Troubleshooting CData Connect Cloud MCP Server with LangChain
Common issues when connecting CData Connect Cloud to LangChain through the Vinkius, and how to resolve them.
MultiServerMCPClient not found
pip install langchain-mcp-adaptersCData Connect Cloud + LangChain FAQ
Common questions about integrating CData Connect Cloud MCP Server with LangChain.
How does LangChain connect to MCP servers?
langchain-mcp-adapters to create an MCP client. LangChain discovers all tools and wraps them as native LangChain tools compatible with any agent type.Which LangChain agent types work with MCP?
Can I trace MCP tool calls in LangSmith?
Connect CData Connect Cloud with your favorite client
Step-by-step setup guides for every MCP-compatible client and framework:
Anthropic's native desktop app for Claude with built-in MCP support.

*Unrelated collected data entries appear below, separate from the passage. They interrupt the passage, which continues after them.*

PR #401, opened 2025-01-16
Update /identifiers/country-ca/aliases.csv to include -2023 numeric id to name based id aliases

evannjw:
Adding aliases between the numeric identifiers and the name based identifiers for the new 2023 districts. Ideally we'd use scripts/country-ca/ca_federal_electoral_districts.py to generate an updated set of current name based ids, but it looks like https://lop.parl.ca/sites/ParlInfo/default/en_CA/ElectionsRidings/Ridings won't have the new set of districts (active districts) until the next general election happens. I'm adding aliases for the districts that aren't being renamed, and will update this list with the renamed districts once those can be created with the script after the general election.


evannjw:
@jpmckinney Can you take a look?

jpmckinney (approved):
I have not checked for accuracy, but looks good structurally.

jloutsenhizer (approved):
Spot checked about a dozen and didn't find any errors

PR #408, opened 2025-05-08
adding state court and territory ocdids

tatekamish:


crweber-goog (commented):
For what it's worth, these changes look good to me. The addition of the header for `us_state_courts.csv` is good for consistency but a challenging diff for GitHub =).

My understanding of the validFrom/validThrough is that since these are net adds of existing courts/territories they're not needed, but using "Florida's Sixth District Court of Appeal" as an example, if this change was submitted prior to it going into operation (i.e. before 01 Jan 2023) then we'd want to have set the validFrom?

tatekamish:
Thanks for the feedback. I was unable to run `compile.py` without those added headers in `us_state_courts.csv`.

My understanding is yes, if we were to add the ID before the district was adopted, we would want to include the validFrom date. But since we are adding it after the fact, I don't think it's needed.

identifiers/country-us/us_state_courts.csv
```diff
@@ -1,1642 +1,1682 @@
...
+ocd-division/country:us/state:co/district_court:13,CO State District Court - 13th District,,,
+ocd-division/country:us/state:co/district_court:14,CO State District Court - 14th District,,,
+ocd-division/country:us/state:co/district_court:15,CO State District Court - 15th District,,,
+ocd-division/country:us/state:co/district_court:16,CO State District Court - 16th District,,,
+ocd-division/country:us/state:co/district_court:17,CO State District Court - 17th District,,,
+ocd-division/country:us/state:co/district_court:18,CO State District Court - 18th District,,,
+ocd-division/country:us/state:co/district_court:19,CO State District Court - 19th District,,,
+ocd-division/country:us/state:co/district_court:20,CO State District Court - 20th District,,,
+ocd-division/country:us/state:co/district_court:21,CO State District Court - 21st District,,,
+ocd-division/country:us/state:fl/district_court:6,Florida Appellate Court District 6,,,
```
jloutsenhizer, line 131: Could you either update this name or the other names for this district or the other FL district courts to be consistent?

identifiers/country-us/us_state_courts.csv
```diff
@@ -1,1642 +1,1682 @@
...
+ocd-division/country:us/state:ky/district_court:52,KY State District Court - 52nd District,,,
+ocd-division/country:us/state:ky/district_court:53,KY State District Court - 53rd District,,,
+ocd-division/country:us/state:ky/district_court:54,KY State District Court - 54th District,,,
+ocd-division/country:us/state:ky/district_court:55,KY State District Court - 55th District,,,
+ocd-division/country:us/state:ky/district_court:56,KY State District Court - 56th District,,,
+ocd-division/country:us/state:ky/district_court:57,KY State District Court - 57th District,,,
+ocd-division/country:us/state:ky/district_court:58,KY State District Court - 58th District,,,
+ocd-division/country:us/state:ky/district_court:59,KY State District Court - 59th District,,,
+ocd-division/country:us/state:ky/district_court:60,KY State District Court - 60th District,,,
+ocd-division/country:us/state:la/court_of_appeals:1,LA State Court of Appeals - 1st District,,,
```
jloutsenhizer, line 368: It sounds like these LA court of appeals district names were incorrect and these should have been labeled as circuits right? If so could you update these

identifiers/country-us/us_state_courts.csv
```diff
@@ -1,1642 +1,1682 @@
...
+ocd-division/country:us/state:la/court_of_appeals:2,LA State Court of Appeals - 2nd District,,,
+ocd-division/country:us/state:la/court_of_appeals:3,LA State Court of Appeals - 3rd District,,,
+ocd-division/country:us/state:la/court_of_appeals:4,LA State Court of Appeals - 4th District,,,
+ocd-division/country:us/state:la/court_of_appeals:5,LA State Court of Appeals - 5th District,,,
+ocd-division/country:us/state:la/court_of_appeals:1/district:1,"Louisiana Appellate Court Circuit 1, District 1",,
```
jloutsenhizer, line 373: We usually have the nesting of IDs based on the level of government that is determining the districts. My understanding is that the Lousiana state legislature sets the districts for each circuit. SO I think these should be be direct children of `ocd-division/country:us/state:la`. Perhaps something like:
`ocd-division/country:us/state:la/court_of_appeals:1_1` for circuit 1 district 1

jloutsenhizer (changes requested):
A few small requests, but overall looks good to me

identifiers/country-us/us_state_courts.csv
tatekamish: I think they are "Circuit Courts of Appeal" ex. https://www.la3circuit.org/

tatekamish:
Hi, I'm just following up on this since it says there is a workflow waiting approval.

identifiers/country-us/us_state_courts.csv
jpmckinney: I'm blocked from the official website by Cloudflare for whatever reason.

Since it's just the name column, I'm not too fussed with whichever name is chosen.

It's too bad the type has the typo "court_of_appeals" instead of "court_of_appeal" but it's not worth changing all the old OCDIDs.

jloutsenhizer (approved):

PR #411, opened 2025-06-19
Update EG districts for 2025

zikowang:
[Law No. 85 of 2025](http://www.alamiria.com/Sec/TashTxt?id=raGPzNh0Pio=)
Amending Some Provisions of the House of Representatives Law. It takes effect the day after its publication in the Official Gazette, which is on 2025-06-10 [ref](https://www.almasdar.com/156868).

AI-first code editor with integrated LLM-powered coding assistance.
GitHub Copilot in VS Code with Agent mode and MCP support.
Purpose-built IDE for agentic AI coding workflows.
Autonomous AI coding agent that runs inside VS Code.
Anthropic's agentic CLI for terminal-first development.
Python SDK for building production-grade OpenAI agent workflows.
Google's framework for building production AI agents.
Type-safe agent development for Python with first-class MCP support.
TypeScript toolkit for building AI-powered web applications.
TypeScript-native agent framework for modern web stacks.
Python framework for orchestrating collaborative AI agent crews.
Leading Python framework for composable LLM applications.
Data-aware AI agent framework for structured and unstructured sources.
Microsoft's framework for multi-agent collaborative conversations.
Connect CData Connect Cloud to LangChain
Get your token, paste the configuration, and start using 8 tools in under 2 minutes. No API key management needed.